= Cage of Stars =

2006 novel by Jacquelyn Mitchard

Cage of Stars (ISBN 9780446578752) is a 2006 best-selling novel by Jacquelyn Mitchard. The story follows a Mormon girl whose sisters are murdered, and her struggling to reconcile her faith and her family's forgiveness of the murderer with her grief, anger, and desire for revenge.
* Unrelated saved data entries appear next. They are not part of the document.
PR #438, opened 2024-07-01
ci: run systemd-networkd tests on Ubuntu as well

LaszloGombos:
## Checklist

Fixes #

### DIFF
--- a/.github/workflows/integration.yml
+++ b/.github/workflows/integration.yml
@@ -110,6 +110,7 @@ jobs:
                 container: [
                         "arch",
                         "gentoo",
+                        "ubuntu",
                 ]
                 network: [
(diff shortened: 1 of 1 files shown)


LaszloGombos:
@bdrung Do you prefer to test networking here upstream with systemd-networkd or network-manager or both ? 

Perhaps we can just test with systemd-networkd (and remove network-manager from the Ubuntu CI container) ?

Conan-Kudo:
Netplan configures networkd in some environments and NetworkManager in others, so I would probably say both need testing.

bdrung:
I prefer testing both.

bdrung (approved):

Conan-Kudo (approved):

Issue #193, opened 2024-04-17
Test 40  failing


LaszloGombos:
From the log

```
grep: /var/tmp/dracut-test.q2jsMX//var/tmp/dracut-test.q2jsMX/marker.img: No such file or directory
```

Seen it failing/timeout only on alpine and void (non-systemd) container.

LaszloGombos:
with NetworkManager it only passes on Fedora - see https://github.com/dracut-ng/dracut-ng/pull/440

LaszloGombos:
Only the following subtests seem to fail

>    # Encrypted root handling via LVM/LUKS over NBD                                                                                                                                                                                   
>    "NBD root=LABEL=dracut netroot=nbd:IP:port"

LaszloGombos:
Only failing on Gentoo and Ubuntu

LaszloGombos:
From Debian with network-legacy

```
[    5.164071] IPv6: ADDRCONF(NETDEV_CHANGE): enp0s1: link becomes ready
[   65.726366] dracut-initqueue[631]: Warning: dhcp for interface enp0s1 failed
[   73.654417] dracut-initqueue[468]: Warning: dracut-initqueue: timeout, still waiting for following initqueue hooks:
[   73.658093] dracut-initqueue[468]: Warning: /lib/dracut/hooks/initqueue/finished/nbdroot.sh: "nbd-client -check /dev/nbd0 > /dev/null 2>&1"
```

PR #440, opened 2024-07-01
fix(network): deprioritize connman for network selection

LaszloGombos:
## Changes

The overall goal of this PR is to enable more networking tests on the CI.

- test: re-enable test 30,35 with default networking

Mitchard was inspired by a newspaper article about a similar murder in California.

==Summary==
Young Veronica (“Ronnie”) Swan's idyllic life in her Mormon community of Cedar City, Utah is shattered when her two younger sisters, Becky and Ruthie, are brutally murdered by a man named Scott Early while Ronnie is babysitting for them. Amid mass media attention, a remorseful Early is diagnosed with schizophrenia and sent to a state mental hospital, where his condition is increasingly tempered by medication and therapy. Ronnie's parents, guided by their faith, decide they must forgive Early to find closure, and visit him in the hospital. Ronnie, however, refuses to join them. She moves to San Diego, California to become an EMT, adopts a new identity, and manages to become the nanny to Early's infant daughter Juliet, considering but ultimately abandoning the idea of revenge.

==Critical reception==
Publishers Weekly called Cage of Stars "sweet and solid," noting the "considerable emotional depth" Ronnie develops throughout the story. Kirkus Reviews panned the book as "thinly conceived and timidly executed," criticizing the book's pacing and the development of the Mormon characters.